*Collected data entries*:
● ● ● ● ● ● ●
Issue #7849, opened 2026-06-12
C4 diagrams: unified renderer migration and c4-beta - PR series tracker


filipsajdak:
Tracks the C4 work: replacing the legacy row-grid C4 renderer with the unified rendering pipeline,
and adding a structurizr-inspired `c4-beta` syntax. Split into small PRs at @aloisklink's request on
#7673, after the TS-conversion handoff by @sidharthv96 on #7829.

## Start here

**Two tracks.**

- **Track 1 - in-place migration.** The existing `C4Context` / `C4Container` / `*_Ext` syntax keeps
  working and starts rendering through the unified pipeline: real layout, themes, tags, icons,
  links. Sliced by rendering layer - shapes, then edges, then layout - so each PR's visual change is
  visible on its own. No opt-in flag. **Shapes have merged**; edges and layout are open.
- **Track 2 - `c4-beta`.** A new syntax for the same model, following the RFC in discussion #7844
  (design confirmed with Simon Brown). Drafts, gated on the RFC.

**Where it stands (2026-09-18).** 18 open PRs, all rebuilt on current `develop`, all mergeable, each
carrying only its own commits. 8 PRs have already merged. No maintainer review is outstanding.

**What I need from a maintainer.** Four decisions, in [Open questions](#open-questions). Everything
else is review.

**Fastest way in.** #8039 and #8041 are one commit and three files each, both closing a filed bug
and neither touching the renderer.

## The converged design (visual proof, Argos-free)

Full before/after and new-syntax galleries, rendered locally without CI credits:
**[converge-2026-07-02](https://github.com/filipsajdak/mermaid/tree/c4-proof-assets/converge-2026-07-02)**

| legacy renderer (pre-#7842) | converged end-state |
| --- | --- |
| ![before](https://raw.githubusercontent.com/filipsajdak/mermaid/c4-proof-assets/converge-2026-07-02/legacy-beforeafter/base/internet-banking-context.png) | ![after](https://raw.githubusercontent.com/filipsajdak/mermaid/c4-proof-assets/converge-2026-07-02/legacy-beforeafter/work/internet-banking-context.png) |

> Both images are from 2026-07-02, and neither is `develop` today. The left is the legacy renderer,
> which `develop` no longer uses. The right is the full end-state including work that is still in
> draft, so it is not what any single PR produces either. For what a given PR changes, its Argos run
> is authoritative.

[...]

PR #7842, opened 2026-06-11
feat(c4): migrate C4 element shapes to the unified shapes

filipsajdak:
## What this is

The first slice of an **in-place migration** of the C4 renderer onto mermaid's unified shapes - no opt-in flag, drawn directly (the approach @aloisklink asked for). The plan (characterization suite -> shapes -> edges -> layout) is tracked in #7849; the characterization baseline is #7876 (merged).

## This slice: migrate element shapes

The legacy C4 renderer's bespoke element drawing (`svgDraw.drawC4Shape`) is replaced with the unified shapes via a small `c4ShapeAdapter`:

- `Person`/`Person_Ext` -> the general `person` shape (promoted from a C4-only shape so flowcharts can use it too, with a hand-drawn variant and a proper outline `node.intersect`)
- `*Db` -> the shared `cylinder`, `*Queue` -> the shared `h-cyl` (tilted cylinder) - reusing the existing shapes (per review) after a per-axis sizing fix, rather than adding C4-only copies
- everything else -> `rounded`; `external_*` keeps the same shape with an `external` style

Element labels render as **pure SVG text sections** (`c4LabelHelper`, no HTML `foreignObject`, so SVG/PDF export works), with bold name + `[type]` stereotype + description. Wrapping is **opt-in via the root `wrap` config** (off by default, matching the legacy renderer). Per-element font config (`personFontFamily` etc.) is preserved via scoped CSS rules built through the CSSOM.

**Colours are unchanged from today:** `<type>_bg_color` fills, `<type>_border_color` strokes, `UpdateElementStyle` ($bgColor/$borderColor/$fontColor) overrides win. The c4model.com outline redesign that an earlier version of this PR bundled in has been **split out to #7991**, so this slice stays a config-safe, minimal-diff shape migration.

The legacy **layout** (`Bounds` grid), **relationships** and **boundaries** are untouched - they are the next slices (edges = #7883, then layout). The now-dead `svgDraw.drawC4Shape` and its private helpers are removed.

## How to see it

There's no flag, so the existing C4 cypress baselines render through the unified shapes and **Argos shows exactly what changed** per element. With colours preserved, that diff is now the shape geometry only (rounded corners, self-sizing), not a colour change.

## Review

[...]

PR #7876, opened 2026-06-17
test(c4): characterization suite + feature matrix

filipsajdak:
## Summary

Adds a **C4 characterization suite** plus a feature matrix, as requested by @aloisklink on #7842 ("with the existing lacking C4 diagram documentation and test cases, it's hard to know how much your unified renderer is missing").

It captures the **current** renderer's output as a visual-regression baseline, with one focused diagram per grammar feature:

- every element variant (Person/System/Container/Component x Ext/Db/Queue)
- all boundary kinds (Enterprise/System/Container/generic + nested)
- every relationship direction (`Rel`, `Rel_U/D/L/R`, `BiRel`, `Rel_Back`, techn/descr)
- all five diagram types (Context/Container/Component/Dynamic/Deployment)
- the styling/layout macros (`UpdateElementStyle`, `UpdateRelStyle`, `UpdateLayoutConfig`)
- element attributes (`$tags`, `$link`, technology/description, description wrapping)

`packages/mermaid/src/diagrams/c4/c4-feature-matrix.md` maps each grammar feature to its `CHAR.*` test.

## Why

This is the regression net for migrating the C4 renderer onto the unified pipeline layer by layer (shapes -> edges -> layout, per the plan in #7849). With a per-feature snapshot in place, each migration step's visual impact is explicit in Argos and nothing regresses silently. All 21 diagrams were verified to render before committing.

Test-and-docs only - no change to the published renderer.

Refs #7842, #7849.

Made with assistance from Claude Code.

Adds a C4 renderer characterization suite and a feature matrix for the current output baseline.

Highlights:
- Introduces `cypress/integration/rendering/c4/c4-characterization.spec.js` with focused visual-regression coverage for each C4 grammar feature.
- Covers element variants, boundary variants, relationship forms, all five diagram types, styling/layout macros, and element attributes.
- Adds `packages/mermaid/src/diagrams/c4/c4-feature-matrix.md` to map each grammar feature to its corresponding `CHAR.*` baseline test.
- Expands coverage for deployment aliases, `$shape`, and `$sprite` after review feedback.

Purpose:
- Capture the current renderer’s behavior as a stable baseline before the unified-renderer migration.
- Make shape/edge/layout transition changes easy to review in Argos and reduce regression risk.

Scope:
- Test and documentation only; no published renderer behavior changes.


pbrolin47:
Hi @filipsajdak, thanks for this PR. It will be good to have baseline for feature-set in place. Some feedback:

[sisyphos-bot]

---
  What's working well
  
  🎉 The CHAR.* naming convention is exactly right for a characterization suite — each test ID maps 1-to-1 to a row in the feature matrix, making it trivial to know which tests to
   check when a migration step changes behavior. This is the kind of infrastructure that makes iterative work safe.
  
  🎉 The describe grouping (elements / boundaries / relationships / diagram types / styling macros / element attributes) mirrors the matrix structure. When a migration step
  changes edge behavior, reviewers immediately know to look at the relationships block in the snapshot diff.

  🎉 One diagram per grammar feature rather than one combined monster diagram is the right tradeoff for this use case — visual diffs are isolated and actionable.
  
  🎉 The feature matrix explicitly notes the external → tag migration target and the RFC references. That context survives well beyond the PR description.
  
  ---
  Things to address
  
  🟢 [nit] Deployment_Node aliases (Node, Node_L, Node_R) are listed in the matrix but have no test

  The Elements table notes these aliases exist, but CHAR.deployment only exercises Deployment_Node. If the migration renames or rewires the alias handling, there's no visual
  baseline to catch it. Worth a brief CHAR.deployment-aliases test alongside the existing one — same diagram, but use Node / Node_L / Node_R to confirm the aliases produce
  identical output.

  🟢 [nit] $sprite parameter is listed in the UpdateElementStyle matrix row but not exercised
  
  The macro signature shows $sprite as the fifth parameter, but CHAR.update-element-style only tests $fontColor, $bgColor, $borderColor. If that's intentional (requires icon
  infrastructure not yet wired up for C4), a brief comment in the test explaining the gap would prevent future confusion:

  // $shape and $sprite omitted: sprite requires icon infrastructure (see #7844)

  ---
  Security
  
  No production code changed. All diagram strings flow through the standard imgSnapshotTest → mermaid.render → DOMPurify pipeline. The $link="https://example.com" attribute in
  CHAR.link is rendered as a link element in SVG and goes through the same sanitization path — no new surface introduced.
  
  ---

filipsajdak:
Thanks @pbrolin47, much appreciated! Both nits addressed in the latest commit:

- **Deployment_Node aliases** - added `CHAR.deployment-aliases`, the same nested deployment diagram built with `Node` / `Node_L` / `Node_R` instead of `Deployment_Node`, so the alias handling has its own visual baseline.
- **`$sprite` gap** - added a comment on `CHAR.update-element-style` explaining that `$shape`/`$sprite` are omitted because sprite/icon rendering isn't wired up for C4 yet (part of the migration; RFC #7844).

filipsajdak:
Following up on the `$sprite`/`$shape` point - rather than just a comment, I turned `$shape` into a forward-looking characterization case (`CHAR.update-element-shape`): the legacy renderer ignores `$shape` so today it renders a plain box, and the unified renderer resolves it to a shape - so the migration's effect on `$shape` will show up as an explicit snapshot diff. `$sprite` stays documented for now since it renders an `<image href>` that isn't snapshot-safe without real icon-pack support; I'll add its case with the icon slice.

filipsajdak:
Update: I experimented with `$sprite` locally and it turns out to be snapshot-safe after all - the legacy renderer only ever draws the hardcoded person image and never emits an `<image>` for an arbitrary `$sprite` value (no broken image, no network request), and the unified renderer resolves a `$sprite` shape keyword to a shape. So I went ahead and added `CHAR.sprite` too, baselining the current no-op so the migration's effect on `$sprite` shows up as a snapshot diff. Both `$shape` and `$sprite` are now covered.

cypress/integration/rendering/c4/c4-characterization.spec.js
```diff
@@ -0,0 +1,361 @@
...
+        Container(a, "Default", "Tech", "no override")
+        Container(b, "As Folder", "Tech", "shape override")
+        Container(c, "As Cylinder", "Tech", "shape override")
+        UpdateElementStyle(b, $shape="folder")
+        UpdateElementStyle(c, $shape="cylinder")
+        `,
+        {}
+      );
+    });
+
```
aloisklink: Is there any way we can make this test more clear that the `$shape` override doesn't actually currently work?

Maybe we can change it to something like the following. The title shows that the render should ignore it, and we also have an assertion so that when we update the test, it will fail and we'd remember to update the title/description later.

```suggestion
    // Parser accepts $shape on UpdateElementStyle, but the renderer ignores it.
    it('CHAR.update-element-shape should accept the $shape override', () => {
      imgSnapshotTest(
        `C4Container
        title UpdateElementStyle shape override (ignored by renderer)
        Container(a, "Default", "Tech", "no override")
        Container(b, "As Folder", "Tech", "shape override")
        Container(c, "As Cylinder", "Tech", "shape override")
        UpdateElementStyle(b, $shape="folder")
        UpdateElementStyle(c, $shape="cylinder")
        `,
        {}
      );

      // The renderer ignores $shape, so "As Cylinder" is still drawn as a plain
      // rect-based container rather than a path-based cylinder.
      cy.contains('g.person-man', 'As Cylinder').within(() => {
        cy.get('path').should('not.exist');
        cy.get('rect').should('exist');
      });
    });

```

cypress/integration/rendering/c4/c4-characterization.spec.js
```diff
@@ -0,0 +1,361 @@
...
+        `C4Context
+        title UpdateLayoutConfig
+        System(a, "A")
+        System(b, "B")
+        System(c, "C")
+        UpdateLayoutConfig($c4ShapeInRow="2", $c4BoundaryInRow="1")
+        `,
+        {}
+      );
+    });
```
aloisklink, line 295: It would be nicer to have be able to see multiple values, so we can see the difference between them more easily!

Image


```suggestion
    it('CHAR.update-layout-config should apply UpdateLayoutConfig c4ShapeInRow', () => {
      imgSnapshotTest(
        [2, 4].map(
          (shapesInRow) =>
            `C4Context
        title UpdateLayoutConfig with c4ShapeInRow=${shapesInRow}
        System(a, "A")
        System(b, "B")
        System(c, "C")
        UpdateLayoutConfig($c4ShapeInRow="${shapesInRow}", $c4BoundaryInRow="1")
        `
        ),
        {}
      );
    });
```

cypress/integration/rendering/c4/c4-characterization.spec.js
```diff
@@ -0,0 +1,361 @@
...
+      imgSnapshotTest(
+        `C4Context
+        title Tags attribute
+        Person(p, "Person", "desc", $tags="v1.0")
+        System(s, "System", "desc", $tags="v1.0")
+        Rel(p, s, "Uses")
+        `,
+        {}
+      );
+    });
```
aloisklink: **suggestion**: Just to make it more clear that the renderer doesn't yet support tags.

```suggestion
    it('CHAR.tags should accept $tags on elements (not yet supported by renderer)', () => {
      imgSnapshotTest(
        `C4Context
        title Tags attribute (not shown by current renderer)
        Person(p, "Person", "desc", $tags="v1.0")
        System(s, "System", "desc", $tags="v1.0")
        Rel(p, s, "Uses")
        `,
        {}
      );

      // The renderer accepts but does not display $tags, so the "v1.0" tag value
      // should not appear anywhere in the rendered diagram.
      cy.get('svg').should('not.contain', 'v1.0');
    });
```

cypress/integration/rendering/c4/c4-characterization.spec.js
```diff
@@ -0,0 +1,361 @@
...
+      imgSnapshotTest(
+        `C4Context
+        title Link attribute
+        Person(p, "Person", "desc", $link="https://example.com")
+        System(s, "System", "desc")
+        Rel(p, s, "Uses")
+        `,
+        {}
+      );
+    });
```
aloisklink: **suggestion**: Just to make it more clear that the renderer doesn't support `$link`s:

```suggestion
    it('CHAR.link should accept $link on elements (not yet supported by renderer)', () => {
      imgSnapshotTest(
        `C4Context
        title Link attribute (not shown by current renderer)
        Person(p, "Person", "desc", $link="https://example.com")
        System(s, "System", "desc")
        Rel(p, s, "Uses")
        `,
        {}
      );

      // The renderer accepts but does not display $link, so no anchor element
      // (or href) should be emitted anywhere in the rendered diagram.
      cy.get('svg').find('a').should('not.exist');
    });
```

cypress/integration/rendering/c4/c4-characterization.spec.js
```diff
@@ -0,0 +1,361 @@
...
+    it('CHAR.sprite should accept the $sprite attribute', () => {
+      imgSnapshotTest(
+        `C4Container
+        title Sprite attribute
+        Container(a, "Browser", "Tech", "single-page app", $sprite="browser")
+        Container(b, "Terminal", "Tech", "server-side app", $sprite="terminal")
+        `,
+        {}
+      );
+    });
```
aloisklink: **suggestion**: Just to make it more clear that the renderer doesn't support `$sprite`.

I don't think the comment about legacy/unified renderer makes sense here, because we haven't yet narrowed down what the unified renderer is doing, maybe it might be slightly different.

```suggestion
    it('CHAR.sprite should accept the $sprite attribute (not yet supported by renderer)', () => {
      imgSnapshotTest(
        `C4Container
        title Sprite attribute (not shown by current renderer)
        Container(a, "Browser", "Tech", "single-page app", $sprite="browser")
        Container(b, "Terminal", "Tech", "server-side app", $sprite="terminal")
        `,
        {}
      );

      // The renderer accepts but does not display $sprite, so no sprite image
      // (or embedded SVG) should be emitted anywhere in the rendered diagram.
      cy.get('svg').find('image').should('not.exist');
      cy.get('svg').find('svg').should('not.exist');
    });
```

cypress/integration/rendering/c4/c4-characterization.spec.js
```diff
@@ -0,0 +1,361 @@
...
+      imgSnapshotTest(
+        `C4Context
+        title Description wrapping
+        Person(p, "Person", "A customer of the bank with personal bank accounts and a long description that should wrap across multiple lines")
+        System(s, "System", "Allows customers to view information about their bank accounts and make payments")
+        Rel(p, s, "Uses")
+        `,
+        {}
+      );
+    });
```
aloisklink: **issue(blocking)**:

This doesn't look like we're wrapping descriptions at least?

Image

packages/mermaid/src/diagrams/c4/c4-feature-matrix.md
aloisklink, line 1: This file is a bit too Claude Code-y.

I think this would probably take quite a bit of effort to clean up and make it of commitable quality, so maybe it's worth just deleting it and moving it into the PR description (maybe under a `<details></details>` block) or a PR comment instead?

Or maybe you can break it up and add the relevant info into the test file as comments.

cypress/integration/rendering/c4/c4-characterization.spec.js
```diff
@@ -0,0 +1,361 @@
...
+/**
+ * C4 characterization suite.
+ *
+ * One focused diagram per grammar feature, capturing the CURRENT renderer's output as a
+ * baseline. The point is coverage and reviewability: when the C4 renderer is migrated layer by
+ * layer (shapes -> edges -> layout), each visual-regression snapshot here makes the per-feature
+ * impact explicit, and the matrix doubles as a checklist of what the renderer must support.
+ *
+ * See packages/mermaid/src/diagrams/c4/c4-feature-matrix.md for the feature -> test mapping.
+ */
```
aloisklink: The comment doesn't seem to be offer much value in the code. This seems like more something you should mention in the PR description.


```suggestion
```

aloisklink (commented):
Looks mostly good!

General comments:

1. Please cleanup the LLM code comments! LLMs love to write comments in the code that help explain it in a PR/git diff/chat context, but doesn't make in the code when you're not viewing it as part of a PR/git diff. These comments should instead go into the PR/commit description. Or even PR comments.
2. We've got a couple of tests where the renderer doesn't support features (e.g. `$link`). If possible, we should make them more explicit that the renderer doesn't support these. Otherwise, when looking at the visual regression tests, it seems like these tests are broken.
3. The line-wrapping test is broken. If the current C4 diagrams doesn't support line-wrapping, we could update the test to say that. This one is important, since we've previously had lots of complaints about flowcharts changing line-wrapping/formatting previously, so we should try to keep the default behaviour of the new C4 diagram renderer the same!

Also, we're having issues with our CI setup right now (see https://github.com/mermaid-js/mermaid/pull/7948), so don't worry if something in our CI isn't working properly.

cypress/integration/rendering/c4/c4-characterization.spec.js
filipsajdak: Fixed in 9254b0d80 - renamed the test/diagram title to "(ignored by renderer)" and added `cy.get('rect').should('have.length', 3)` to assert the override has no effect.

cypress/integration/rendering/c4/c4-characterization.spec.js
filipsajdak: Fixed in 9254b0d80 - now renders $c4ShapeInRow=2 and 4 side by side in one test via the array-snapshot pattern (imgSnapshotTest([...].map(...))) already used elsewhere in the suite (classDiagram.spec.js etc.).

cypress/integration/rendering/c4/c4-characterization.spec.js
filipsajdak: Fixed in 9254b0d80 - renamed to "(not yet supported by renderer)" and added `cy.get('svg').should('not.contain', 'v1.0')`.

cypress/integration/rendering/c4/c4-characterization.spec.js
filipsajdak: Fixed in 9254b0d80 - renamed to "(not yet supported by renderer)" and added `cy.get('svg').find('a').should('not.exist')`.

cypress/integration/rendering/c4/c4-characterization.spec.js
filipsajdak: Fixed in 9254b0d80 - renamed to "(not yet supported by renderer)", removed the speculative comment about the unified renderer, and asserted no `<image>`/nested `<svg>` is rendered.

cypress/integration/rendering/c4/c4-characterization.spec.js
filipsajdak: Root cause found: `c4Shape.wrap` is frozen to `false` at parse time (via `autoWrap()`), before `conf.wrap` is ever applied in `draw()` - so wrap never actually fires today regardless of config, even though the schema default is `true`. Filed #7949 to track the actual renderer fix separately (out of scope for a test-only PR). Fixed the test itself in 9254b0d80 to state that verified behavior and assert the description renders as a single, unbroken `tspan` - confirmed against a real Cypress run.

packages/mermaid/src/diagrams/c4/c4-feature-matrix.md
filipsajdak: Deleted in 04a333fd2 - moved the forward-looking migration notes into a PR comment instead of a committed file.

cypress/integration/rendering/c4/c4-characterization.spec.js
filipsajdak: Removed in 9254b0d80.

filipsajdak:
Per review feedback, removed `c4-feature-matrix.md` - the grammar-to-test mapping was redundant with the spec's own `describe`/`it` names, but the forward-looking migration notes are worth keeping visible here rather than in a committed file:

<details>
<summary>Notes for the unified migration (RFC #7844 target)</summary>

- `external` becomes a conventional, overridable **tag** (default style), not a privileged keyword/shape; legacy `*_Ext` keywords stay accepted as input and map onto that tag style.
- Relationships are unidirectional, labelled and dashed; technology is shown only on container/component/deployment elements.
- An auto-generated legend is part of the target design (on by default, opt-out).
- The final legacy-syntax output must be visually consistent with the `c4-beta` output.

</details>

filipsajdak:
@aloisklink thanks for the detailed review - addressed everything in 04a333fd2 + 9254b0d80 (replied inline on each thread with specifics):

- Deleted `c4-feature-matrix.md` and the top-of-file rationale comment; migration notes moved to a [PR comment](#issuecomment-4903838204) instead of living in the codebase.
- `CHAR.update-element-shape`, `CHAR.tags`, `CHAR.link`, `CHAR.sprite`: titles now say "(not yet/not shown by current renderer)" and each has a concrete assertion proving the feature has no effect today.
- The blocking one: `descr-wrapping` was asserting behavior that doesn't exist. Root cause is a real bug - `c4Shape.wrap` gets frozen to `false` at parse time before `conf.wrap` is ever read in `draw()`, so wrap never fires regardless of config (schema default is `true`). Filed #7949 to track the actual fix separately, and updated the test to assert the verified current behavior (single unbroken `tspan`).
- `update-layout-config` now renders `$c4ShapeInRow=2` and `4` side by side via the array-snapshot pattern already used elsewhere in the suite.

All 24 tests in the spec pass locally (Chrome, headless). No CI-worrying changes beyond the two files reviewed.

aloisklink (approved):
Looks good to me! Thanks for making those changes, and sorry for the delay in reviewing this!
● ● ● ● ● ● ●
Among the entries above, find the line with "minimal-diff shape migration." and the line with "## How to see it"; give again exactly these two lines and all lines between them.

**Colours are unchanged from today:** `<type>_bg_color` fills, `<type>_border_color` strokes, `UpdateElementStyle` ($bgColor/$borderColor/$fontColor) overrides win. The c4model.com outline redesign that an earlier version of this PR bundled in has been **split out to #7991**, so this slice stays a config-safe, minimal-diff shape migration.

The legacy **layout** (`Bounds` grid), **relationships** and **boundaries** are untouched - they are the next slices (edges = #7883, then layout). The now-dead `svgDraw.drawC4Shape` and its private helpers are removed.

## How to see it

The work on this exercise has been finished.